PR #1669, opened 2026-04-17
feat(facts.server): add EtcHosts, Last, Lastb, LoadAverage facts + server.etc_hosts op

wowi42:
Adds four `server` facts inspired by osquery's `etc_hosts`, `last` and `load_average` tables, plus an `etc_hosts` operation that builds on the new fact for idempotency.

### `server.EtcHosts` (fact)

Parses `/etc/hosts` (or a custom `path`) into a mapping of IP to the list of hostnames declared on each line. Comments and empty lines are ignored; duplicate IPs are merged in file order.

```python
{
    "127.0.0.1": ["localhost", "localhost.localdomain"],
    "::1": ["localhost"],
}
```

### `server.etc_hosts` (operation)

Idempotent add / update / remove of entries in `/etc/hosts` (or a custom `path`) keyed by IP. The idempotency decision is made against the parsed `EtcHosts` fact, so a correctly-configured host is a single fact lookup + noop. When a mutation is needed, the operation falls through to `files.FileContents` + `files.put` so comments and unrelated entries survive the rewrite.

```python
server.etc_hosts(
    name="Register db.internal",
    ip="192.168.1.10",
    hostnames=["db.internal", "db"],
)

server.etc_hosts(
    name="Drop the legacy alias",
    ip="192.168.1.10",
    hostnames="db",
    present=False,
)

server.etc_hosts(
    name="Remove 10.0.0.1 entirely",
    ip="10.0.0.1",
    present=False,
)
```

Behavior:

- `present=True` + `hostnames`: the IP line becomes exactly `<ip> <hostnames...>`, adding or replacing it.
- - - -
**Work required**: Give every entry once more, exactly as it reads.

**Solution for this task**:
PR #1669, opened 2026-04-17
feat(facts.server): add EtcHosts, Last, Lastb, LoadAverage facts + server.etc_hosts op

wowi42:
Adds four `server` facts inspired by osquery's `etc_hosts`, `last` and `load_average` tables, plus an `etc_hosts` operation that builds on the new fact for idempotency.

### `server.EtcHosts` (fact)

Parses `/etc/hosts` (or a custom `path`) into a mapping of IP to the list of hostnames declared on each line. Comments and empty lines are ignored; duplicate IPs are merged in file order.

```python
{
    "127.0.0.1": ["localhost", "localhost.localdomain"],
    "::1": ["localhost"],
}
```

### `server.etc_hosts` (operation)

Idempotent add / update / remove of entries in `/etc/hosts` (or a custom `path`) keyed by IP. The idempotency decision is made against the parsed `EtcHosts` fact, so a correctly-configured host is a single fact lookup + noop. When a mutation is needed, the operation falls through to `files.FileContents` + `files.put` so comments and unrelated entries survive the rewrite.

```python
server.etc_hosts(
    name="Register db.internal",
    ip="192.168.1.10",
    hostnames=["db.internal", "db"],
)

server.etc_hosts(
    name="Drop the legacy alias",
    ip="192.168.1.10",
    hostnames="db",
    present=False,
)

server.etc_hosts(
    name="Remove 10.0.0.1 entirely",
    ip="10.0.0.1",
    present=False,
)
```

Behavior:

- `present=True` + `hostnames`: the IP line becomes exactly `<ip> <hostnames...>`, adding or replacing it.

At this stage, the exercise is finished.